#### [Exercise details]
Every record shown here must be duplicated without change.

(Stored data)
PR #587, opened 2022-05-15
fix: prevent memory leak on macOS, closes #536

### LINKED ISSUE #536: Even if I delete it, WebView (or other?) remains.

keiya01:

- [x] Bugfix
- [ ] Feature
- [ ] Docs
- [ ] New Binding issue #___
- [ ] Code style update
- [ ] Refactor
- [ ] Build-related changes
- [ ] Other, please describe:

- [x] No

### Checklist

### DIFF
--- a/src/webview/wkwebview/mod.rs
+++ b/src/webview/wkwebview/mod.rs
@@ -645,15 +645,8 @@ impl Drop for InnerWebView {
         }
       }
 
-      // WKWebview has a single WKProcessPool to manage web contents.
-      // The WKProcessPool is not reset even if WKWebview is deallocated.
-      // So we need to override the process by navigating to `about:blank`.
-      self.navigate("about:blank");
-
-      let _: Id<_> = Id::from_ptr(self.webview);
-      #[cfg(target_os = "macos")]
-      let _: Id<_> = Id::from_ptr(self.ns_window);
-      let _: Id<_> = Id::from_ptr(self.manager);
+      let _: Id<_> = Id::from_retained_ptr(self.webview);
+      let _: Id<_> = Id::from_retained_ptr(self.manager);
     }
   }
 }
--- a/.changes/memleak.md
+++ b/.changes/memleak.md
@@ -1,0 +1,5 @@
+---
+"wry": patch
+---
+
+Prevent memory leak on macOS.


lucasfernog:
I think you meant removing the script message handler for the IPC? https://github.com/tauri-apps/wry/blob/494a11057f9ddd2bf4bcecdc96b43ed95c5bd08e/src/webview/wkwebview/mod.rs#L307

keiya01:
This PR is based on https://stackoverflow.com/questions/58454042/wkwebview-instances-and-memory-leak.
I'm sorry I don't know detail about this solution but we need to attach webview to scriptMessageHandler. And we can reduce memory usage when I add and remove window(webview).
But maybe this improvement is occurred only on my macOS environment, so please check it on your environment.

keiya01:
Maybe we can also use [removeAllScriptMessageHandlers](https://developer.apple.com/documentation/webkit/wkusercontentcontroller/3585114-removeallscriptmessagehandlers?language=objc).

lucasfernog:
Sounds like exactly what we need :)

src/webview/wkwebview/mod.rs
```diff
@@ -476,6 +476,10 @@ r#"Object.defineProperty(window, 'ipc', {
         let ns_window = window.ns_window() as id;
         let _: () = msg_send![ns_window, setContentView: webview];
 
+        // To prevent memory leak, we need to remove webview by script message handler.
+        let interop = NSString::new("interop");
+        let _: () = msg_send![manager, addScriptMessageHandler:webview name:interop];
```
wusyong: I feel like this should be the ipc [handler](https://github.com/tauri-apps/wry/blob/632d5439f8e1717cd86cb3d5bb49bb07a3d13545/src/webview/wkwebview/mod.rs#L302). The type of `addScriptMessageHandler` is `id<WKScriptMessageHandler>`. This is exact protocol WebViewDelegate has.

src/webview/wkwebview/mod.rs
```diff
@@ -650,6 +654,8 @@ impl Drop for InnerWebView {
       // So we need to override the process by navigating to `about:blank`.
       self.navigate("about:blank");
 
+      let _: () = msg_send![self.manager, removeAllScriptMessageHandlers];
```
FabianLars: This is pretty similar to what i tried, but it has the same problem. If you try to close a window the app straight up panics
> unrecognized selector sent to instance

Idk from my testing it seemed like doing it in `drop` was too late :thinking:

keiya01: hmm, this is not occurred in my environment...
Could you show me to reproduce code?

FabianLars: You can use this exact code (a fresh clone of your fork panics on my end too).
The easiest to use is wry's multi_window example and spawning and closing a window immediately causes a panic with a reference to this line of code.

FabianLars: Aaahh i see why. This api was added in macos 11 and i primarily tested in 10.15

FabianLars: Soo changing it back to `removeScriptMessageHandlerForName` doesn't panic anymore (it did in my first tests, guess i was doing something wrong.). But neither your PR nor changing it to remove `"ipc"` has an effect.

keiya01: Oh I see.
Thank you for your description :)
I will fix it.

src/webview/wkwebview/mod.rs
```diff
@@ -645,15 +645,8 @@ impl Drop for InnerWebView {
...
-      // WKWebview has a single WKProcessPool to manage web contents.
-      // The WKProcessPool is not reset even if WKWebview is deallocated.
-      // So we need to override the process by navigating to `about:blank`.
-      self.navigate("about:blank");
-
-      let _: Id<_> = Id::from_ptr(self.webview);
-      #[cfg(target_os = "macos")]
-      let _: Id<_> = Id::from_ptr(self.ns_window);
-      let _: Id<_> = Id::from_ptr(self.manager);
+      let _: Id<_> = Id::from_retained_ptr(self.webview);
```
keiya01, line 648: I found the `Id::from_ptr` is not working well, so id object is not dropped.
I fixed these code to use `Id::from_retained_ptr` with reference to [rust-objc-id example](https://github.com/SSheldon/rust-objc-id).
If we use `Id::from_retained_ptr`, navigation to `about:blank` is not needed :)

keiya01 (commented):
I changed all of commit because I found new solution 🙇

src/webview/wkwebview/mod.rs
```diff
@@ -645,15 +645,8 @@ impl Drop for InnerWebView {
...
       }
 
-      // WKWebview has a single WKProcessPool to manage web contents.
-      // The WKProcessPool is not reset even if WKWebview is deallocated.
-      // So we need to override the process by navigating to `about:blank`.
-      self.navigate("about:blank");
-
-      let _: Id<_> = Id::from_ptr(self.webview);
-      #[cfg(target_os = "macos")]
-      let _: Id<_> = Id::from_ptr(self.ns_window);
```
keiya01, line 655: I think ns_window is dropped in tao layer, so we don't need to drop it.

wusyong: We control its drop here iirc. Other `Rc<Window>`s are held by all hander/callbacks which we just free above. cc @lucasfernog

src/webview/wkwebview/mod.rs
FabianLars: Yep, tested it and it indeed cleans up the process we were talking about correctly! nice :partying_face: 

What it still doesn''t cleanup is the Networking process, but since it does the same on Linux it looks like a webkit problem :thinking:

src/webview/wkwebview/mod.rs
lucasfernog: tauri doesn't hold the rc IIRC btw, do we need to do something?

src/webview/wkwebview/mod.rs
keiya01: I think network connection is closed but network memory is still remained. I think this is because networking process is single process, networking memory is shared between multiple webview 👀

src/webview/wkwebview/mod.rs
wusyong: No, I just think we still need to convert `self.ns_window` here IMHO.
`WebView` should own the `Window` and also release it when it's dropped.

src/webview/wkwebview/mod.rs
keiya01: > This process is responsible for handling network requests as well as storage management. All WebContent processes in a single session (default vs. private browsing) share a single networking session in the networking process.
> https://github.com/WebKit/WebKit/blob/main/Introduction.md

This is webkit description.
I think we can [remove cache](https://developer.apple.com/documentation/webkit/wkwebsitedatastore/1532938-removedataoftypes?language=objc) but all of webview cache will be removed. It will bring to bad page loading performance.

keiya01: I will try to use [this gist](https://gist.github.com/dakeshi/6915b6681cbc29327dcc9b27cef263b8) to remove cache in another PR.

src/webview/wkwebview/mod.rs
wusyong: Just tested with removing this line and it seems fine. But I remembered we added these because of weird behavior in some combination when closing windows. Maybe take an eye on Tauri after this PR.

wusyong (dismissed):

wusyong (approved):
@keiya01 LGTM. Do you want to merge this now?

#### [Answer section]
PR #587, opened 2022-05-15
fix: prevent memory leak on macOS, closes #536

### LINKED ISSUE #536: Even if I delete it, WebView (or other?) remains.

keiya01:

- [x] Bugfix
- [ ] Feature
- [ ] Docs
- [ ] New Binding issue #___
- [ ] Code style update
- [ ] Refactor
- [ ] Build-related changes
- [ ] Other, please describe:

- [x] No

### Checklist

### DIFF
--- a/src/webview/wkwebview/mod.rs
+++ b/src/webview/wkwebview/mod.rs
@@ -645,15 +645,8 @@ impl Drop for InnerWebView {
         }
       }
 
-      // WKWebview has a single WKProcessPool to manage web contents.
-      // The WKProcessPool is not reset even if WKWebview is deallocated.
-      // So we need to override the process by navigating to `about:blank`.
-      self.navigate("about:blank");
-
-      let _: Id<_> = Id::from_ptr(self.webview);
-      #[cfg(target_os = "macos")]
-      let _: Id<_> = Id::from_ptr(self.ns_window);
-      let _: Id<_> = Id::from_ptr(self.manager);
+      let _: Id<_> = Id::from_retained_ptr(self.webview);
+      let _: Id<_> = Id::from_retained_ptr(self.manager);
     }
   }
 }
--- a/.changes/memleak.md
+++ b/.changes/memleak.md
@@ -1,0 +1,5 @@
+---
+"wry": patch
+---
+
+Prevent memory leak on macOS.


lucasfernog:
I think you meant removing the script message handler for the IPC? https://github.com/tauri-apps/wry/blob/494a11057f9ddd2bf4bcecdc96b43ed95c5bd08e/src/webview/wkwebview/mod.rs#L307

keiya01:
This PR is based on https://stackoverflow.com/questions/58454042/wkwebview-instances-and-memory-leak.
I'm sorry I don't know detail about this solution but we need to attach webview to scriptMessageHandler. And we can reduce memory usage when I add and remove window(webview).
But maybe this improvement is occurred only on my macOS environment, so please check it on your environment.

keiya01:
Maybe we can also use [removeAllScriptMessageHandlers](https://developer.apple.com/documentation/webkit/wkusercontentcontroller/3585114-removeallscriptmessagehandlers?language=objc).

lucasfernog:
Sounds like exactly what we need :)

src/webview/wkwebview/mod.rs
```diff
@@ -476,6 +476,10 @@ r#"Object.defineProperty(window, 'ipc', {
         let ns_window = window.ns_window() as id;
         let _: () = msg_send![ns_window, setContentView: webview];
 
+        // To prevent memory leak, we need to remove webview by script message handler.
+        let interop = NSString::new("interop");
+        let _: () = msg_send![manager, addScriptMessageHandler:webview name:interop];
```
wusyong: I feel like this should be the ipc [handler](https://github.com/tauri-apps/wry/blob/632d5439f8e1717cd86cb3d5bb49bb07a3d13545/src/webview/wkwebview/mod.rs#L302). The type of `addScriptMessageHandler` is `id<WKScriptMessageHandler>`. This is exact protocol WebViewDelegate has.

src/webview/wkwebview/mod.rs
```diff
@@ -650,6 +654,8 @@ impl Drop for InnerWebView {
       // So we need to override the process by navigating to `about:blank`.
       self.navigate("about:blank");
 
+      let _: () = msg_send![self.manager, removeAllScriptMessageHandlers];
```
FabianLars: This is pretty similar to what i tried, but it has the same problem. If you try to close a window the app straight up panics
> unrecognized selector sent to instance

Idk from my testing it seemed like doing it in `drop` was too late :thinking:

keiya01: hmm, this is not occurred in my environment...
Could you show me to reproduce code?

FabianLars: You can use this exact code (a fresh clone of your fork panics on my end too).
The easiest to use is wry's multi_window example and spawning and closing a window immediately causes a panic with a reference to this line of code.

FabianLars: Aaahh i see why. This api was added in macos 11 and i primarily tested in 10.15

FabianLars: Soo changing it back to `removeScriptMessageHandlerForName` doesn't panic anymore (it did in my first tests, guess i was doing something wrong.). But neither your PR nor changing it to remove `"ipc"` has an effect.

keiya01: Oh I see.
Thank you for your description :)
I will fix it.

src/webview/wkwebview/mod.rs
```diff
@@ -645,15 +645,8 @@ impl Drop for InnerWebView {
...
-      // WKWebview has a single WKProcessPool to manage web contents.
-      // The WKProcessPool is not reset even if WKWebview is deallocated.
-      // So we need to override the process by navigating to `about:blank`.
-      self.navigate("about:blank");
-
-      let _: Id<_> = Id::from_ptr(self.webview);
-      #[cfg(target_os = "macos")]
-      let _: Id<_> = Id::from_ptr(self.ns_window);
-      let _: Id<_> = Id::from_ptr(self.manager);
+      let _: Id<_> = Id::from_retained_ptr(self.webview);
```
keiya01, line 648: I found the `Id::from_ptr` is not working well, so id object is not dropped.
I fixed these code to use `Id::from_retained_ptr` with reference to [rust-objc-id example](https://github.com/SSheldon/rust-objc-id).
If we use `Id::from_retained_ptr`, navigation to `about:blank` is not needed :)

keiya01 (commented):
I changed all of commit because I found new solution 🙇

src/webview/wkwebview/mod.rs
```diff
@@ -645,15 +645,8 @@ impl Drop for InnerWebView {
...
       }
 
-      // WKWebview has a single WKProcessPool to manage web contents.
-      // The WKProcessPool is not reset even if WKWebview is deallocated.
-      // So we need to override the process by navigating to `about:blank`.
-      self.navigate("about:blank");
-
-      let _: Id<_> = Id::from_ptr(self.webview);
-      #[cfg(target_os = "macos")]
-      let _: Id<_> = Id::from_ptr(self.ns_window);
```
keiya01, line 655: I think ns_window is dropped in tao layer, so we don't need to drop it.

wusyong: We control its drop here iirc. Other `Rc<Window>`s are held by all hander/callbacks which we just free above. cc @lucasfernog

src/webview/wkwebview/mod.rs
FabianLars: Yep, tested it and it indeed cleans up the process we were talking about correctly! nice :partying_face: 

What it still doesn''t cleanup is the Networking process, but since it does the same on Linux it looks like a webkit problem :thinking:

src/webview/wkwebview/mod.rs
lucasfernog: tauri doesn't hold the rc IIRC btw, do we need to do something?

src/webview/wkwebview/mod.rs
keiya01: I think network connection is closed but network memory is still remained. I think this is because networking process is single process, networking memory is shared between multiple webview 👀

src/webview/wkwebview/mod.rs
wusyong: No, I just think we still need to convert `self.ns_window` here IMHO.
`WebView` should own the `Window` and also release it when it's dropped.

src/webview/wkwebview/mod.rs
keiya01: > This process is responsible for handling network requests as well as storage management. All WebContent processes in a single session (default vs. private browsing) share a single networking session in the networking process.
> https://github.com/WebKit/WebKit/blob/main/Introduction.md

This is webkit description.
I think we can [remove cache](https://developer.apple.com/documentation/webkit/wkwebsitedatastore/1532938-removedataoftypes?language=objc) but all of webview cache will be removed. It will bring to bad page loading performance.

keiya01: I will try to use [this gist](https://gist.github.com/dakeshi/6915b6681cbc29327dcc9b27cef263b8) to remove cache in another PR.

src/webview/wkwebview/mod.rs
wusyong: Just tested with removing this line and it seems fine. But I remembered we added these because of weird behavior in some combination when closing windows. Maybe take an eye on Tauri after this PR.

wusyong (dismissed):

wusyong (approved):
@keiya01 LGTM. Do you want to merge this now?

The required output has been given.